● **DATA RECORDS**

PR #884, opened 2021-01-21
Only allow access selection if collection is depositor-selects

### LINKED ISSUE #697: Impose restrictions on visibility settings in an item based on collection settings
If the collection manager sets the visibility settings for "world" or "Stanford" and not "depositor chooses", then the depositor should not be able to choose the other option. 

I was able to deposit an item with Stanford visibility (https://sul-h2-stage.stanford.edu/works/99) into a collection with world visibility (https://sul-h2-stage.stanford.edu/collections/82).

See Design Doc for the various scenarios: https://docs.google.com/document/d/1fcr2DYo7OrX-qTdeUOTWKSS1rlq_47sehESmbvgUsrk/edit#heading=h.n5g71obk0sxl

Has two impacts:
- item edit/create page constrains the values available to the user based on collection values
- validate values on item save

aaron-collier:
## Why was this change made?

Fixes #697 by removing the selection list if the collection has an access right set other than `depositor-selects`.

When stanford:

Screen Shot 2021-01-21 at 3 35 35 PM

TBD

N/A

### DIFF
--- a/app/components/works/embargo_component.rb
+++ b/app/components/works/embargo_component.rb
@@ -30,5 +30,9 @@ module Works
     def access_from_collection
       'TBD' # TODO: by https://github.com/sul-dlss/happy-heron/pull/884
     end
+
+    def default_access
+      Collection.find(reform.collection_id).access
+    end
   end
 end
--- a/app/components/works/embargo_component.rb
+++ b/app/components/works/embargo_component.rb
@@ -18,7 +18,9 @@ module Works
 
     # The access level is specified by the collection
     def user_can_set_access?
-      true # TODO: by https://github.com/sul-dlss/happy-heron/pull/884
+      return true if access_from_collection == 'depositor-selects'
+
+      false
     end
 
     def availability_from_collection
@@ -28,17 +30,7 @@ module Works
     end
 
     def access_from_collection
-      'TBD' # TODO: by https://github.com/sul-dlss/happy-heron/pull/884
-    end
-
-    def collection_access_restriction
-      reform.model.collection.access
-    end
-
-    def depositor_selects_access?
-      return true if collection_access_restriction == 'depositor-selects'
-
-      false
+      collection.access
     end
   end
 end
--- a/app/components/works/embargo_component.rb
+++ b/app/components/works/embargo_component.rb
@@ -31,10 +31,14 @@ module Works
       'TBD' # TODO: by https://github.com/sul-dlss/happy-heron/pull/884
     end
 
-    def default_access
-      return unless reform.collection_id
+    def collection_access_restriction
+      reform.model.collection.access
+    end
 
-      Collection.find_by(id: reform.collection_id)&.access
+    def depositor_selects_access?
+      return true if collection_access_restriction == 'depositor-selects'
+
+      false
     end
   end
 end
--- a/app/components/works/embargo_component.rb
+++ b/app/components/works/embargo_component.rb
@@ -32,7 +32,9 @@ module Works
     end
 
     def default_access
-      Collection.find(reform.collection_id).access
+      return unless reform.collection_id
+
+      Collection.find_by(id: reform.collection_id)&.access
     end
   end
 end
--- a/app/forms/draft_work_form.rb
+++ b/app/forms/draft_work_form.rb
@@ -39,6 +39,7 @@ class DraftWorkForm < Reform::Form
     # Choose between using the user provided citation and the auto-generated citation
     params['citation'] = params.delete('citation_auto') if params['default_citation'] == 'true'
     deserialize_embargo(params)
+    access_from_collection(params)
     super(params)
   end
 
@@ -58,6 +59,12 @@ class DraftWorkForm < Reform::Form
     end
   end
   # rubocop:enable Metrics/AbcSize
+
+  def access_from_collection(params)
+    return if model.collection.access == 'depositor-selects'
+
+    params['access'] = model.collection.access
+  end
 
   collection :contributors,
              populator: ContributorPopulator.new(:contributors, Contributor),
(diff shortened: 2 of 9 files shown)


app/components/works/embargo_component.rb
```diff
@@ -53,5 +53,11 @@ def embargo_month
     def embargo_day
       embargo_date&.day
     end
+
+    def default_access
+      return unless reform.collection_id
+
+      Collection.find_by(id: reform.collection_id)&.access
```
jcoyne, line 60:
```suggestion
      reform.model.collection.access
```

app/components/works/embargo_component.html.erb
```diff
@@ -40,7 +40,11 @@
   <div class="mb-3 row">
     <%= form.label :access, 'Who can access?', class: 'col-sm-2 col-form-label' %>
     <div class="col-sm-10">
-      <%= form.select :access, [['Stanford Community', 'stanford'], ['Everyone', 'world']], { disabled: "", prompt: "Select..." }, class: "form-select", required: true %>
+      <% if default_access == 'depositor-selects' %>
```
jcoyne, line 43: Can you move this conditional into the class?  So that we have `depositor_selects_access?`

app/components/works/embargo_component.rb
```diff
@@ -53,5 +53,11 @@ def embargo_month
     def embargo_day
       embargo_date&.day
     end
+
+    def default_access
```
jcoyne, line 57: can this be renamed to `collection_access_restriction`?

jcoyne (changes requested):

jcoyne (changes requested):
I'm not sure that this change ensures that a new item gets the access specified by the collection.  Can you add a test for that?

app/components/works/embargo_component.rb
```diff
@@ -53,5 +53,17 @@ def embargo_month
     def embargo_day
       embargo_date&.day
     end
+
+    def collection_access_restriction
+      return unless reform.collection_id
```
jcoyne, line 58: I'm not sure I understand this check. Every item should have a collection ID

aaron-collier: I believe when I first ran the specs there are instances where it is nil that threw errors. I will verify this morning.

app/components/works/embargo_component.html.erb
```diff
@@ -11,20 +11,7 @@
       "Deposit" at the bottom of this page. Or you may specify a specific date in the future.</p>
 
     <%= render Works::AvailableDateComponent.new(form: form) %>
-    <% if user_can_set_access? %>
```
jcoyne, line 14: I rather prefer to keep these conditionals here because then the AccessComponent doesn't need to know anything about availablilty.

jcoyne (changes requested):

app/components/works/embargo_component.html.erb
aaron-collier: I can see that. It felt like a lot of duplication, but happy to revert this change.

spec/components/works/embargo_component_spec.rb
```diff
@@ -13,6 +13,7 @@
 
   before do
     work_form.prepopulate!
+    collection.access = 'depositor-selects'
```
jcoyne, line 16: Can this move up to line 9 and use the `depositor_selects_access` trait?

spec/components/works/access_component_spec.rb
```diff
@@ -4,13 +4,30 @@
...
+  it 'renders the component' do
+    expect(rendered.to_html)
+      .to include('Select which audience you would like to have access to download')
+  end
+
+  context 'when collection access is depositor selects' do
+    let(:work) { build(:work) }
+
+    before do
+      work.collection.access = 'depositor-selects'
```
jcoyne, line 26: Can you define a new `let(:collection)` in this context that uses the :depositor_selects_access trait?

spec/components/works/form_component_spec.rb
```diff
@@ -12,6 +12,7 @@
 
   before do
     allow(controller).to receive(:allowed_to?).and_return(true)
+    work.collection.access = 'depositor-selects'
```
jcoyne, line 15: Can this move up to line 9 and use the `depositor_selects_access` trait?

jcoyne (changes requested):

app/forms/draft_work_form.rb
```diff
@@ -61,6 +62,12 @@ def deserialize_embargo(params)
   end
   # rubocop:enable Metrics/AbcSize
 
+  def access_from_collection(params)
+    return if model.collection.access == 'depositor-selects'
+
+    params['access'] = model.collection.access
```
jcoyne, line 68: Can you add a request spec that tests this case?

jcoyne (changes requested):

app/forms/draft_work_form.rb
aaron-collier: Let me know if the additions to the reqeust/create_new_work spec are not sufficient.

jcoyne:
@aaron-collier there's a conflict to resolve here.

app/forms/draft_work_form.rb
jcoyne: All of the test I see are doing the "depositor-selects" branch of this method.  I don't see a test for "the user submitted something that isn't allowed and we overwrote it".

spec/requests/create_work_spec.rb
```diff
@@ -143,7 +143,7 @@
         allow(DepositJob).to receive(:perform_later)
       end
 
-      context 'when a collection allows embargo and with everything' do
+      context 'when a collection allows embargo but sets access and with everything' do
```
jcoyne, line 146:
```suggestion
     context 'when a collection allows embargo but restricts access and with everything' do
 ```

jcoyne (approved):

● **ABOUT THIS EXERCISE**
Only a number is wanted here: how many lines of the records above contain "everything".

● **COMPLETED TASK**
3